Christ has called into existence and formed around Him already a new world. Those who are members of His body, are brought into another order of being from that to which they had formerly belonged. They have therefore to walk in quite another way—“no longer as the Gentiles.” St Paul does not say “as the other Gentiles” (A.V.); for his readers, though Gentiles by birth (ii. 11), are now of the household of faith and the city of God. They hold the franchise of the “commonwealth of Israel.” As at a later time the apostle John in his Gospel, though a born Jew, yet from the standpoint of the new Israel writes of “the Jews” as a distant and alien people, so St Paul distinguishes his readers from “the Gentiles” who were their natural kindred.
When he “testifies,” with a pointed emphasis, “that you no longer walk as do indeed the Gentiles,” and when in verse 20 he exclaims, “But you did not thus learn the Christ,” it appears that there were those bearing Christ’s name and professing to have learnt of Him who did thus walk. This, indeed, he expressly asserts in writing to the Philippians (ch. iii. 18, 19): “Many walk, of whom I told you oftentimes, and now tell you even weeping,—the enemies of the cross of Christ; whose god is their belly, and their glory in their shame, who mind earthly things.” We cannot but associate this warning with the apprehension expressed in verse 14 above. The reckless and unscrupulous teachers against whose seductions the apostle guards the infant Churches of Asia Minor, tampered with the morals as well as with the faith of their disciples, and were drawing them back insidiously to their former habits of life.[112]

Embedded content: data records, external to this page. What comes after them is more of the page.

PR #99, opened 2016-11-12
Have the server send EDI when accepting 0-RTT. 0-RTT interop with NSS…

ekr:
… works now


bifurcation:
Merging while red because tests are busted on nss-interop right now.  Will fix the tests once we get ready to merge nss-interop.

PR #115, opened 2016-11-30
Implement obfuscated ticket age on the client - closes #114

### LINKED ISSUE #114: Implement obfuscated_ticket_age

FiloSottile:


conn_test.go
```diff
@@ -371,19 +371,6 @@ func TestResumption(t *testing.T) {
...
-
-	var serverPSK PreSharedKey
-	for _, key := range *serverCache {
-		serverPSK = key
-	}
-	var clientPSK PreSharedKey
-	for _, key := range *clientCache {
-		clientPSK = key
-	}
-	assertDeepEquals(t, clientPSK, serverPSK)
```
bifurcation: Even though the PSKs won't match exactly, we should check that the parts that should be the same are the same.  Could you please at least check that the identity and key are the same?

handshake.go
```diff
@@ -157,6 +158,9 @@ func (h *ClientHandshake) HandleNewSessionTicket(hm *HandshakeMessage) (PreShare
 		IsResumption: true,
 		Identity:     tkt.Ticket,
 		Key:          h.Context.resumptionSecret,
+		ReceivedAt:   time.Now(),
+		ExpiresAt:    time.Now().Add(time.Duration(tkt.TicketLifetime) * time.Second),
```
bifurcation: You should check ExpiresAt when you pull the ticket and if it's expired, don't send it.  It would also be good to go ahead and delete it, but you'll need to add a `Delete(string)` method to `ClientSessionCache` for that.

bifurcation:
Replaced by #126

PR #119, opened 2017-01-24
Store ALPN in the session cache

ekr:
@bifurcation this is causing failures.

You have a bigger problem, though, which is that if ALPN doesn't match you need to reject resumption, not fail the handshake, but this will at least allow resumption.


bifurcation:
CircleCI is busted; merging based on manual review.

The connexion between the foregoing part of this chapter and that on which we now enter, lies in the relation of the new life of the Christian believer to the new community which he has entered. The old world of Gentile society had formed the “old man” as he then existed, the product of centuries of debasing idolatry. But in Christ that world is abolished, and a “new man” is born. The world in which the Asian Christians once lived as “Gentiles in the flesh,” is dead to them.[113] They are partakers of the regenerate humanity constituted in Jesus Christ. From this idea the apostle deduces the ethical doctrine of the following paragraphs. His ideal “new man” is no mere ego, devoted to his personal perfection; he is part and parcel of the redeemed society of men; his virtues are those of a member of the Christian order and commonwealth.
The representation given of Gentile life in the three verses before us is highly condensed and pungent. It is from the same hand as the lurid picture of Romans i. 18–32. While this delineation is comparatively brief and cursory, it carries the analysis in some respects deeper than does that memorable passage. We may distinguish the main features of the description, as they bring into view in turn the mental, spiritual, and moral characteristics of the existing Paganism. Man’s intellect was confounded; religion was dead; profligacy was flagrant and shameless.
I. “The Gentiles walk,” the apostle says, “in vanity of their mind”—with reason frustrate and impotent; “being darkened in their understanding”—with no clear or settled principles, no sound theory of life. Similarly, he wrote in Romans i. 21: “They were frustrated in their reasonings, and their senseless heart was darkened.” But here he seems to trace the futility further back, beneath the “reasonings” to the “reason” (nous) itself. The Gentile mind was deranged at its foundation. Reason seemed to have suffered a paralysis. Man has forfeited his claim to be a rational creature, when he worships objects so degraded as the heathen gods, when he practises vices so detestable and ruinous.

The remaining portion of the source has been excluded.